Thursday, August 01, 2019

KRAKATOA, EAST OF JAVA (1969)

Sometimes you can tell a book by its cover, or a movie by its title. This one is notorious for getting it wrong right at the start: the volcano Krakatoa, which famously erupted in 1883, killing over 30,000 people and affecting worldwide climate for years, is actually west of Java. Things mostly go downhill from that title, though viewers who hang around for the climax will be rewarded by some good disaster effects. The story on which the effects are hung has potential. Maximilian Schell is the captain of a salvage ship which is headed out from Java to find the wreck of a ship rumored to have been carrying a small fortune in pearls. Diane Baker, Schell's mistress, is the motivating force for the search: the pearls belonged to her estranged husband, and he and her son were also on the ship, and she'd like to know what happened. She's also recovering from a recent mental breakdown and is emotionally fragile. Along to help with the search: a father-son team of balloonists (Rossano Brazzi and Sal Mineo), a scientist (John Leyton), an aging deep sea diver (Brian Keith) with weakening lungs and an addiction to laudanum, his mistress, and four female Japanese pearl divers who are experienced in holding their breaths a long time. Last but not least, there's a group of convicts in chains whom Schell has been forced to accept and drop off on a prison island. One of the prisoners is a former crew member of Schell's and Schell gives him a certain amount of freedom, which, of course, he comes to regret. Of course, all the plot lines are disrupted by the explosion of Krakatoa.

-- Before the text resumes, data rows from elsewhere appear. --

PR #14054, opened 2026-05-07
chore(experimental): `DatePicker` add mode: single/multi/range

waterplea:
Fixes #

### DIFF
--- a/projects/experimental/components/calendar/calendar.component.html
+++ b/projects/experimental/components/calendar/calendar.component.html
@@ -6,10 +6,12 @@
         <button
             type="button"
             class="t-day"
-            [class.t-day_active]="value() && day.daySame(value()!)"
+            [attr.data-range]="getRange(day)"
             [class.t-day_adjacent]="day.month !== month().month"
+            [class.t-day_today]="day.daySame(today)"
             [disabled]="disabledItemHandler()(day)"
             (click)="pick.emit(day)"
+            (mouseenter)="hovered.set(day)"
         >
             {{ day.day }}
         </button>
--- a/projects/experimental/components/calendar/calendar.component.ts
+++ b/projects/experimental/components/calendar/calendar.component.ts
@@ -31,9 +31,9 @@ import {TUI_SHORT_WEEK_DAYS} from '@taiga-ui/core/tokens';
 export class TuiCalendar {
     private readonly options = inject(TUI_CALENDAR_OPTIONS);
     private readonly days = inject(TUI_SHORT_WEEK_DAYS);
-
     protected readonly today = TuiDay.currentLocal();
     protected readonly hovered = signal<TuiDay | null>(null);
+
     protected readonly week = computed((week = convert(this.days())) => [
         ...week.slice(this.options.weekStart()),
         ...week.slice(0, this.options.weekStart()),
--- a/projects/experimental/components/calendar/calendar.component.ts
+++ b/projects/experimental/components/calendar/calendar.component.ts
@@ -53,8 +53,11 @@ export class TuiCalendar {
             return coerceArray(value).find((item) => day.daySame(item)) ? 'single' : null;
         }
 
-        const hov = this.hovered();
-        const range = value.isSingleDay && hov ? TuiDayRange.sort(hov, value.to) : value;
+        const hovered = this.hovered();
+        const range =
+            value.from === value.to && hovered
+                ? TuiDayRange.sort(hovered, value.to)
+                : value;
 
         if (range.isSingleDay && day.daySame(range.from)) {
             return 'single';
--- a/projects/experimental/components/calendar/calendar.component.ts
+++ b/projects/experimental/components/calendar/calendar.component.ts
@@ -54,6 +54,7 @@ export class TuiCalendar {
         }
 
         const hovered = this.hovered();
+
         const range =
             value.from === value.to && hovered
                 ? TuiDayRange.sort(hovered, value.to)
--- a/projects/experimental/components/calendar/calendar.component.ts
+++ b/projects/experimental/components/calendar/calendar.component.ts
@@ -1,3 +1,4 @@
+import {coerceArray} from '@angular/cdk/coercion';
 import {
     ChangeDetectionStrategy,
     Component,
@@ -5,9 +6,10 @@ import {
     inject,
     input,
     output,
+    signal,
 } from '@angular/core';
 import {TUI_FALSE_HANDLER} from '@taiga-ui/cdk/constants';
-import {type TuiDay, TuiMonth} from '@taiga-ui/cdk/date-time';
+import {TuiDay, TuiDayRange, TuiMonth} from '@taiga-ui/cdk/date-time';
 import {type TuiBooleanHandler} from '@taiga-ui/cdk/types';
 import {
     TUI_CALENDAR_OPTIONS,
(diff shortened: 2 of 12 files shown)


vladimirpotekhin (approved):

projects/experimental/components/date-picker/date-picker.component.ts
```diff
@@ -12,10 +13,12 @@ import {
     TUI_FIRST_DAY,
     TUI_LAST_DAY,
     type TuiDay,
+    TuiDayRange,
     TuiMonth,
 } from '@taiga-ui/cdk/date-time';
 import {TuiMapperPipe} from '@taiga-ui/cdk/pipes/mapper';
```
splincode, line 19: When switching from `range` to `multi` mode, the range value is not converted properly. This causes data loss.

```typescript
} else if (this.mode() === 'multi') {
    this.value.update((value) => {
        const initialValue = value instanceof TuiDayRange
            ? Array.from({length: value.to.day - value.from.day + 1}, (_, i) => value.from.append({day: i}))
            : coerceArray(value || []);
        return tuiArrayToggle(initialValue, day, (a, b) => a.daySame(b));
    });
}
```

projects/experimental/components/date-picker/date-picker.component.ts
```diff
@@ -12,10 +13,12 @@ import {
     TUI_FIRST_DAY,
     TUI_LAST_DAY,
     type TuiDay,
```
splincode, line 15: Consider adding an effect to handle mode changes and convert incompatible values automatically:

```typescript
constructor() {
    effect(() => {
        const mode = this.mode();
        const value = this.value();
        
        if (mode === 'single' && (Array.isArray(value) || value instanceof TuiDayRange)) {
            this.value.set(Array.isArray(value) ? value[0] || null : value.from);
        } else if (mode === 'multi' && value instanceof TuiDayRange) {
            this.value.set(Array.from({length: value.to.day - value.from.day + 1}, (_, i) => value.from.append({day: i})));
        } else if (mode === 'range' && Array.isArray(value)) {
            this.value.set(value.length >= 2 
                ? TuiDayRange.sort(value[0], value[value.length - 1])
                : value[0] ? new TuiDayRange(value[0], value[0]) : null);
        }
    });
}
```

projects/experimental/components/calendar/calendar.component.html
```diff
@@ -6,10 +6,12 @@
         <button
```
splincode, line 6: Add ARIA attributes for accessibility:

```html
<div 
    class="t-calendar"
    role="grid"
    [attr.aria-label]="'Calendar'"
>
    @for (day of week(); track $index) {
        <span role="columnheader">{{ day }}</span>
    }
    @for (week of month() | tuiCalendarSheet: true; track week) {
        <div role="row">
            @for (day of week; track day) {
                <button
                    type="button"
                    role="gridcell"
                    [attr.aria-selected]="getRange(day) !== null"
                    ...
                >
```

projects/experimental/components/calendar/calendar.component.ts
```diff
@@ -24,10 +26,13 @@ import {TUI_SHORT_WEEK_DAYS} from '@taiga-ui/core/tokens';
     templateUrl: './calendar.component.html',
     styleUrl: './calendar.component.less',
     changeDetection: ChangeDetectionStrategy.OnPush,
+    host: {'(mouseleave)': 'hovered.set(null)'},
 })
 export class TuiCalendar {
     private readonly options = inject(TUI_CALENDAR_OPTIONS);
     private readonly days = inject(TUI_SHORT_WEEK_DAYS);
```
splincode, line 33: Add keyboard navigation support:

```typescript
protected onKeyDown(event: KeyboardEvent, day: TuiDay): void {
    let newDay: TuiDay | null = null;
    
    switch (event.key) {
        case 'ArrowRight': newDay = day.append({day: 1}); break;
        case 'ArrowLeft': newDay = day.append({day: -1}); break;
        case 'ArrowDown': newDay = day.append({day: 7}); break;
        case 'ArrowUp': newDay = day.append({day: -7}); break;
        case 'Home': newDay = day.append({day: -day.dayOfWeek()}); break;
        case 'End': newDay = day.append({day: 6 - day.dayOfWeek()}); break;
    }
    
    if (newDay) {
        event.preventDefault();
        this.pick.emit(newDay);
    }
}
```

projects/experimental/components/calendar/calendar.component.ts
```diff
@@ -1,13 +1,15 @@
...
     inject,
     input,
     output,
+    signal,
 } from '@angular/core';
 import {TUI_FALSE_HANDLER} from '@taiga-ui/cdk/constants';
-import {type TuiDay, TuiMonth} from '@taiga-ui/cdk/date-time';
+import {TuiDay, TuiDayRange, TuiMonth} from '@taiga-ui/cdk/date-time';
 import {type TuiBooleanHandler} from '@taiga-ui/cdk/types';
 import {
```
splincode, line 14: The `getRange` method doesn't visually distinguish multi-select state. Consider returning a distinct value for multi-selected days:

```typescript
protected getRange(day: TuiDay): 'end' | 'middle' | 'single' | 'start' | 'multi' | null {
    const value = this.value() || [];

    if (!(value instanceof TuiDayRange)) {
        const selectedDays = coerceArray(value);
        if (selectedDays.some(d => day.daySame(d))) {
            return selectedDays.length > 1 ? 'multi' : 'single';
        }
        return null;
    }
    
    // ... existing range logic
}
```

projects/experimental/components/date-picker/date-picker.component.ts
```diff
@@ -50,15 +53,34 @@ export class TuiDatePicker {
     protected readonly carousel = viewChild(TuiCarouselComponent);
     protected readonly icons = inject(TUI_COMMON_ICONS);
```
splincode, line 54: Consider removing duplicates from years array when multiple selected days fall in the same year:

This was a flop in its day and is rarely seen or discussed now, except to make fun of its erroneous title. To me, it feels very much like a dry run for the disaster movie boom of the 70s (The Poseidon Adventure, Airplane, The Towering Inferno). Like those films, it's got: a varied group of characters thrown together with bonding between some and friction between others; the group eventually in isolation; a build-up of warning signs of dangerous conditions ahead; a lengthy special effects-filled climax. What it doesn't have is an all-star roster of actors (no disrespect meant to the actors, but when your biggest names are Schell and Mineo, you're not in the same league as something like Inferno with Paul Newman, Fred Astaire, Faye Dunaway, and Steve McQueen). It also has a slow-moving, muddled plot with not enough interesting separate strands—very little is done with Keith's addiction, and I have no idea why Brazzi and Mineo's characters are present except for a 2-minute sequence of their balloon almost going down into the volcano. Schell, Keith and Mineo are good, the rest of the cast less so, and Keith provides some nice burly eye candy--he'll make you forget his Uncle Bill persona from the 60s TV show Family Affair. The pre-CGI-era volcano effects are pulled off well with an adequate amount of death and destruction. The version of this I saw on Amazon Prime was the edited reissue (titled Volcano), with almost 30 minutes cut, including what sounds like a jaw-droppingly bad musical number involving nuns and orphans. The movie was not terrible, but I'm not sure it's worth tracking down the full-length version just for that song. Pictured at top right are Mineo and Brazzi; below are Keith and Barbara Werle. [Amazon Prime]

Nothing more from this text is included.